The official standard method of water measurement is to cut the fish into pieces, weigh it, dry it overnight and then weigh it again. One can then calculate how much water it contained. However, this is time-consuming and you also ruin quite a lot of fish.

“This means that the industry is in need of a measuring instrument. It should be handheld and flexible so that it can be used at different points in the process.”

Almost visible light

The solution is based on near-infrared spectroscopy (NIR). Near-infrared light has a longer wavelength than visible light and is therefore just past what is visible to the human eye. On a rainbow, these rays of light are located just outside the colour red.

“Near-infrared light is projected into the food. These are rays of light that penetrate quite deep into fish, for example,” he explains. Some of the rays are absorbed by water, others are absorbed by protein. Based on the signals measured, it is possible to determine the water content in seconds.

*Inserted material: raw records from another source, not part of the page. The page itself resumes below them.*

PR #5369, opened 2026-09-04
Introduce dedicated types for primary/secondary transform representation

arnab-dey-12:
@yunqingwang1, @urvangjoshi Please Review
/cc @vikasprasad10 @harishdm @ranjit-tulabandu @cherma-a @deepa-kg @RemyaPrakasan @ram-mohan @mudassir-sg 

AV2 introduces a secondary transform type, but reuses AV1's `TX_TYPE` (an enum) representing primary transform types,  to represent every transform-related value: the primary type, the secondary set, the secondary type, and the packed representation. Overloading one enum across four distinct meanings creates readability issues and is prone to mistakes:
- **Ambiguous contents**. A `TX_TYPE` $x$ could hold the packed value, the primary type, the secondary set, or the secondary type. Determining which requires tracing back to where it was assigned.
- **Misleading comparisons**. `tx_type != DCT_DCT` reads as "the primary type is not `DCT_DCT`", but since `tx_type` is actually the packed representation, the check really asks whether any of the three fields is set.
- **No compile-time safety**. The packed value and the primary type share the same `TX_TYPE` type, so passing one where the other is expected isn't a compile error,  it silently produces the wrong value at runtime. For example, in tx_search.c, `primary_tx_type` and `packed_tx_type` are both plain `TX_TYPE` in the same function, swapping them would compile cleanly while corrupting the transform type used downstream.

This PR introduces dedicated data structures so each concept is explicit and distinct:
- `PRIM_TX_TYPE` — the primary transform type
- `SEC_TX_SET` — the secondary transform set
- `SEC_TX_TYPE` — the secondary transform type

It also refactors the existing `TX_TYPE` enum into a bitfield union, and updates call sites to use the new types where appropriate. Together, these changes make the distinction between primary type, secondary set, secondary type, and packed representation explicit and make the code easier to read and maintain.

We have verified that this PR is bit-exact for speeds 0 to 3 across RA, LD, and AI configurations on a few test clips.

*Note* : Each commit is independent, self-contained change and has been verified to be bit-exact. Please do not squash.


yunqingwang1 (approved):
This refactoring looks good. Thanks.

av2/encoder/ethread.c
```diff
@@ -33,7 +33,7 @@ static AVM_INLINE void accumulate_rd_opt(ThreadData *td, ThreadData *td_t) {
   td->rd_counts.skip_mode_used_flag |= td_t->rd_counts.skip_mode_used_flag;
 
   for (int i = 0; i < TX_SIZES_ALL; i++) {
-    for (int j = 0; j < TX_TYPES; j++)
+    for (int j = 0; j < PRIM_TX_TYPES; j++)
```
leolzhao: Suggest to use PRIMARY_TX_TYPES for easy understanding. Same for the name of variables below.

av2/encoder/hybrid_fwd_txfm.c
```diff
@@ -1056,7 +1056,7 @@ void av2_fwd_cross_chroma_tx_block_c(tran_low_t *coeff_c1, tran_low_t *coeff_c2,
 
 void av2_fwd_stxfm(tran_low_t *coeff, TxfmParam *txfm_param,
                    int64_t *sec_tx_sse) {
-  const TX_TYPE stx_type = txfm_param->sec_tx_type;
+  const SEC_TX_TYPE stx_type = txfm_param->sec_tx_type;
```
leolzhao, line 1059: For this one, I'm fine with SEC_TX_TYPE as there is no confusion here. If you would like to change it to SECONDARY_TX_TYPE, I'm also ok with it.

av2/encoder/ethread.c
arnab-dey-12: Done

av2/encoder/hybrid_fwd_txfm.c
arnab-dey-12: Acknowledged.

leolzhao (approved):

The instrument developed by Jens Petter Wold and his colleagues ensures that measurements can be taken deep into the fish, which is important for obtaining good measurements of water content.

This is not the first time the clipfish industry has tested a solution based on NIR. 15-20 years ago, Jens Petter Wold worked on developing an industrial scanner. At that time, the technology was relatively young and the industry did not face such strong demands from customers around the world. The knowledge gained from back then is nevertheless the starting point for today’s research.

Impatient industry

“We have now come so far that we know how this can be used in practice and put into a small instrument. An instrument like this can quickly measure the water content without touching the fish, and  the industry is therefore impatient and looks forward to testing the new technology,” concludes Jens Petter Wold.

Facts about the research

The research has been carried out in the project Calibrated handheld NIR prototype for water determination in clipfish, and is funded by FHF – Norwegian Seafood Research Fund.

This project started in 2021 and will conclude at the end of 2023. It is led by Nofima, represented by Jens Petter Wold. Other project partners include ANFACO (Asociación Nacional de Fabricantes de Conservas de Pescados), Sintef Digital, Brødrene Sperre, Andreas Bjørge.

A new project called Senselnside will be the next step in the research that focuses on the further development of the instrument and mapping of market opportunities. Project partners are Sintef Digital and Nofima.